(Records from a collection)
PR #12414, opened 2026-06-22
MultiKueue: gate JobSuspended workaround behind Alpha feature gate

### LINKED ISSUE #11863: Clean up the JobCondition hack for k8s 1.36 once the k8s fix is released

In order to allow the upgrade of k8s dependencies to 1.36 (#10936), due to a regression in k8s validation semantics (https://github.com/kubernetes/kubernetes/issues/139281), we added a hack to add a `JobSuspended = True` condition to Jobs in MultiKueue adapter (#10946, specifically [this code](https://github.com/kubernetes-sigs/kueue/blob/a4b8a8d65721a4cf47d0d12a69d849e863d359e5/pkg/controller/jobs/job/job_multikueue_adapter.go#L140-L155)).

As already state in the comment above the `if` block, this block can be removed once the k8s-side fix (https://github.com/kubernetes/kubernetes/pull/139329) is released. This fix has been already cherry-picked in k8s (https://github.com/kubernetes/kubernetes/pull/139329), and is expected in 1.36.2.

**Why is this needed**:

To avoid maintaining the hacky code.

k-ngs:
#### What type of PR is this?

/kind feature
/area multikueue

Introduces the `MultiKueueJobSuspendedWorkaroundDisabled` Alpha feature gate to control the workaround that manually patches a `JobSuspended=True` condition on the local Job in the MultiKueue adapter (#11649).

The workaround avoids a K8s 1.36 validation regression (kubernetes/kubernetes#139281), where modifications to scheduling directives on a suspended Job were rejected if the `JobSuspended` condition had not yet been set by the job controller. 
The regression was fixed in kubernetes/kubernetes#139287 and cherry-picked to 1.36.2.

Rather than removing the workaround outright, this PR gates it so that:
- Gate disabled (default): the workaround is applied, keeping users on
  Kubernetes 1.36.0/1.36.1 protected.
- Gate enabled: the workaround is skipped, which is safe on Kubernetes 1.36.2+
  where the underlying issue is fixed.

Changes:
- Add the `MultiKueueJobSuspendedWorkaroundDisabled` Alpha feature gate
- Guard the `JobSuspended=True` patching in `determineStatusUpdate` behind the gate
- Add tests covering both gate states and the already-patched case

Fixes #11863

```release-note
MultiKueue: Added the `MultiKueueJobSuspendedWorkaroundDisabled` Alpha feature gate (disabled by default). 
When disabled, Kueue keeps patching `JobSuspended=True` on the local Job to remain compatible with Kubernetes 1.36.0/1.36.1 (kubernetes/kubernetes#139281).
Enable it on Kubernetes 1.36.2+, where the underlying issue is fixed, to skip the workaround.
```

Note: I investigated and implemented this change with the assistance of an AI tool.

## Summary by CodeRabbit

* **Bug Fixes**
  * Improved job synchronization when a locally suspended job becomes unsuspended remotely but remains unfinished.
  * Applied the `JobSuspended=True` compatibility behavior only when needed for Kubernetes 1.36.0 and 1.36.1.

* **New Features**
  * Added the `MultiKueueJobSuspendedWorkaroundDisabled` feature gate to control this compatibility behavior.

* **Tests**
  * Expanded coverage for enabled, disabled, and already-applied workaround scenarios.

### DIFF
--- a/pkg/controller/jobs/job/job_multikueue_adapter.go
+++ b/pkg/controller/jobs/job/job_multikueue_adapter.go
@@ -23,7 +23,6 @@ import (
 
 	"github.com/go-logr/logr"
 	batchv1 "k8s.io/api/batch/v1"
-	corev1 "k8s.io/api/core/v1"
 	"k8s.io/apimachinery/pkg/api/equality"
 	metav1 "k8s.io/apimachinery/pkg/apis/meta/v1"
 	"k8s.io/apimachinery/pkg/runtime"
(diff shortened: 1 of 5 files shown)


tenzen-y:
I think that we should keep this workaround while we support v1.36. Because we should not enforce users to update their K8s patch version. It will be a blocker for updating Kueue version.

/hold

mimowo:
> I think that we should keep this workaround while we support v1.36. Because we should not enforce users to update their K8s patch version. It will be a blocker for updating Kueue version.

Yes, I think we either keep the workaround until 1.36 is EoL, or we introduce a FG to decomission the code in steps. For example, we could already introduce an Alpha FG in this PR which skips the workaround. Now, users on 1.36.2+ can enable the FG.

mimowo:
/ok-to-test
We can test, but I think Alpha FG is needed

tenzen-y:
> /ok-to-test
> 
> We can test, but I think Alpha FG is needed

The alpha FG (disabled by default) sounds fine as well.

k-ngs:
Sorry...
I didn't consider the users running older patch versions of v1.36.

Is addressing the Cleanup issue by implementing Alpha FG an overengineered solution?

mimowo:
I think this is reasonable, so that users on newer versions will be able to skip the update. Getting 1.36 EoL will be a year from now. In the meanwhile, say in 3 months, most users will be on versions which don't require the workaround.

k-ngs:
OK!

It might take some time, but would it be okay for me to attempt implementing this as an FG?
If that's okay, can I keep this PR open? Or should I convert it to draft?

mimowo:
> It might take some time, but would it be okay for me to attempt implementing this as an FG?

Yes, feel free to work on it.

> If that's okay, can I keep this PR open? Or should I convert it to draft?

I would suggest just updating the PR, don't see a benefit of closing and re-opening another one in this case

k-ngs:
Following your suggestion, I've implemented the code as a feature gate.
I'll add you as reviewers.

/cc @mimowo @tenzen-y

mimowo:
/kind feature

Task requirements: Find the word "might" in the records. Copy every line it appears in.

Solution:
It might take some time, but would it be okay for me to attempt implementing this as an FG?
> It might take some time, but would it be okay for me to attempt implementing this as an FG?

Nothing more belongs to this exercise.